Task goal:
Copy each line below that contains "Thanks".

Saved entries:
┌──

PR #1046, opened 2019-11-16
Add Dark Theme for Docs

omacranger:
- [x] ~~Added or updated tests~~
- [x] Updated CHANGELOG.md

**Changes**

Changes the Vuepress theme to be an extension of the default theme with dark mode support using prefers-color-scheme.

Other changes: 
- Switch to Vuepress theme with prefers-color-scheme / dark mode support
- Add CSS variables for lighthouse color scheme
- Migrate font @import into <head> declaration for performance

**Breaking changes**

Docs theme will change when using an OS & browser with dark mode support. Otherwise not that I'm aware of.

### DIFF
--- a/CHANGELOG.md
+++ b/CHANGELOG.md
@@ -12,6 +12,7 @@ and this project adheres to [Semantic Versioning](https://semver.org/spec/v2.0.0
 - Add `syncWithoutDetaching` option for BelongsToMany and MorphToMany relationships https://github.com/nuwave/lighthouse/pull/1031
 - Add `injectArgs` option to `@can` directive to pass along client defined
   arguments to the policy check https://github.com/nuwave/lighthouse/pull/1043
+- Dark Mode support for Lighthouse Documentation when user `prefers-color-scheme` is set to `dark` https://github.com/nuwave/lighthouse/pull/1046
 
 ### Changed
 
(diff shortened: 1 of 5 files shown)


CHANGELOG.md
```diff
@@ -12,6 +12,7 @@ and this project adheres to [Semantic Versioning](https://semver.org/spec/v2.0.0
 - Add `syncWithoutDetaching` option for BelongsToMany and MorphToMany relationships https://github.com/nuwave/lighthouse/pull/1031
 - Add `injectArgs` option to `@can` directive to pass along client defined
   arguments to the policy check https://github.com/nuwave/lighthouse/pull/1043
+- Dark Mode support for Lighthouse Documentation when user `prefers-color-scheme` is set to `dark` https://github.com/nuwave/lighthouse/pull/1046
```
spawnia: Thanks for taking the time and care to add that in.

The change is great, but it does not belong in `CHANGELOG.md`, only functional changes to the package itself are mentioned there.

docs/.vuepress/config.js
```diff
@@ -12,9 +12,16 @@ module.exports = {
...
+        },],
+        ['link', {
+            rel: 'stylesheet',
+            type: 'text/css',
+            href: 'https://fonts.googleapis.com/css?family=Miriam+Libre:400,700'
+        },],
     ],
+    theme: 'default-prefers-color-scheme',
     themeConfig: {
+        defaultTheme: 'light',
```
spawnia: I would be fine with defaulting to dark 😄

CHANGELOG.md
omacranger: Makes sense. Removed.

docs/.vuepress/config.js
omacranger: I'll let you guys be the one to change that! I think light is a sensible default for those in well-lit environments who might not have access to a browser / OS with `prefers-color-scheme` support.

PR #1050, opened 2019-11-19
Fix text color on code blocks when light color scheme is explicitly set

omacranger:
**Changes**

Fixes `pre` / `code` text color when light color scheme is explicitly set


spawnia:
Thanks!

PR #1053, opened 2019-11-20
Add OBJECT to the @middleware directive

StelianAndrei:
In some IDEs such as PHPStorm, when the middleware directive is used when extending the Query type for example, and error is shown because the directive is only defined on FIELD_DEFINITION.

Example: given the following

```
extend type Query @middleware(checks: ["auth:api"]) {}
```

The error shown is `Query' [@1:1] tried to use a directive 'middleware' in the 'OBJECT' location but that is illegal`

Adding OBJECT to the definition fixes this.

### DIFF
--- a/docs/3.7/api-reference/directives.md
+++ b/docs/3.7/api-reference/directives.md
@@ -1254,18 +1254,11 @@ directive @method(
 
 ## @middleware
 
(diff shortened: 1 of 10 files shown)


spawnia:
That's great, good find.

Can you copy the change over to docs? Directive definitions are mirrored there from versions `3.7` onwards.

└──

Problem solution:
spawnia: Thanks for taking the time and care to add that in.
Thanks!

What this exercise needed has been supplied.